Following the theoretical analysis, we fabricated a set of MRRs with embedded symmetric and asymmetric Mie scatterers on a silicon-on-insulator (SOI) substrate (Fig. 1a, b). A MRR enhanced directionality is characterized with an add-drop design, where the symmetric ports support both CW and CCW excitations (Fig. 1c). Light input in Port 1 (Port 2) excites the CW (CCW) mode, and the reflected optical powers are collected in Port 4 (Port 3). The high contrast between the reflections from CW and CCW excitations indicate the system operates near an EP (Fig. 1h). Using the transmission spectra at the drop-port we have estimated the Q of the fabricated MRR as ~ 15,000 (Fig. 1i).
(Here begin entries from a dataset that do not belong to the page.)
PR #11528, opened 2026-08-28
refactor(schemas): delete the legacy workflow-snapshot reader

LionSR:
## What

Deletes the `z.preprocess` compatibility reader on `WorkflowExecutionCallSchema` that stripped `stageTitle` (removed 2026-08-18), `blockedReason` and `timestamps.queuedAt` (removed 2026-08-28), and mapped a persisted `status: 'starting'` to `running`. The strict call shape is now the schema; a `meta.json` snapshot of an interrupted run written by an older build fails `hydrate()`/`/executions` loudly rather than being translated.

Why now rather than 2026-11-28: these shapes are intermediate-era data from an opt-in prototype feature; the repo's ruling (#9590) is to delete such readers early and loudly, not to age-gate them.

## Net elements (R6)

- `git diff --stat origin/main`: 3 files, +11 / −46 (net −35); production 1 file, −29.
- Exported symbols: 0 added, 0 deleted (`WorkflowExecutionCallShape` was file-local and is renamed to the schema). Declarations: 0. Files: 0.

## Consumer counts (R8)

No emit path or public symbol deleted. The reader had one consumer (`WorkflowExecutionSnapshotSchema.calls`), which now takes the strict shape directly. `rg "stageTitle\b|blockedReason|queuedAt" src packages/*/src` → only `stageTitleFor` and the one test, which now asserts the loud rejection.

## Verified

- `npm run typecheck` — clean · `npm run lint` — clean · `npm run check:dead-code-ratchet` — no new findings · prettier — clean
- vitest over agent/tools/transcript/shared suites — 60 files / 896 tests passed

### DIFF
--- a/docs/proposals/2026-08-28-simplification-survey-multi-agent-dispatch.md
+++ b/docs/proposals/2026-08-28-simplification-survey-multi-agent-dispatch.md
@@ -45,8 +45,11 @@ design, the QuickJS bridge shape, per-call replay.
 - **The multi-agent proposal card's row budget was one row short** (the
   workflow branch of `agentProposalMetadataRows` omitted the outer margin
   row), overflowing by one row in feedback mode.
-- **A persisted `status: 'starting'` snapshot would fail resume loudly** once
-  the status is removed; the existing preprocess strip maps it to `running`.
+- **A persisted `status: 'starting'` snapshot fails resume loudly** once
+  the status is removed. The compatibility preprocess that briefly mapped it
+  (and stripped `stageTitle`/`blockedReason`/`queuedAt`) was deleted the same
+  day — intermediate-era data is disposable, not age-gated; an interrupted
+  run's `meta.json` from an older build is rejected loudly on resume.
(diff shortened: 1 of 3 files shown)


LionSR:
Re the review notes: (1) the R8 grep in the body was mis-quoted — the reproducible form is `rg 'blockedReason|queuedAt|"starting"' src packages/*/src` → 0 production hits, plus `rg '\bstageTitle\b'` → only the derived `stageTitle:` display field in `workflowSummaryView.ts` and a local in `progressBadgeFormatter.ts`, neither the persisted key. (2) Classification: these shapes were written by 0.40.2–0.40.5 builds of the opt-in multi-agent workflow (kill switch off by default) and only into an *interrupted* run's `meta.json`; the maintainer ruling for such intermediate-era state is delete-early-and-loud rather than a dated horizon. A stale run from an older build now fails resume with the strict-schema warning and the model is told to start with a new `meta.name`; no release note beyond the changelog line.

Figure 2 illustrates the design principle of the Mie scatterers enabled EP system. We consider the design is successful when intracavity field becomes chiral (i.e., maximal chirality is achieved when field in CW/CCW direction is zero while the field in the other direction is maximal). In order to achieve this, we used a Smith Chart based ‘optical impedance matching’ approach where EPs and hence maximal chirality occurs at the intersection of the trajectories of the reflection coefficients of Mie scatterers constructed by tuning the dimensions of the Mie scatterers and the distance between them. At each crossing point, the effective reflections cancel out in the backward or the forward direction. With a symmetric-asymmetric pair of Mie scatterers, the reflection coefficient trajectories (or optical smith chart) change with the width W of the symmetric Mie scatterer and the distance L between the Mie scatterers (Fig. 2a). Figure 2b illustrates the case for two asymmetric Mie scatterers. Figures 2c, d show the mode-splitting \(\xi =\Delta \omega\) as a function of the phase relative phase of \(\Delta \varphi\), with W value satisfying impedance matching process in Fig. 2a, b. Emergence of EPs, identified by \(\xi =\left|\Delta \omega \right|=0\) and the coalesce of both the real and imaginary parts of the reflection \(\Delta \omega\), is clearly seen.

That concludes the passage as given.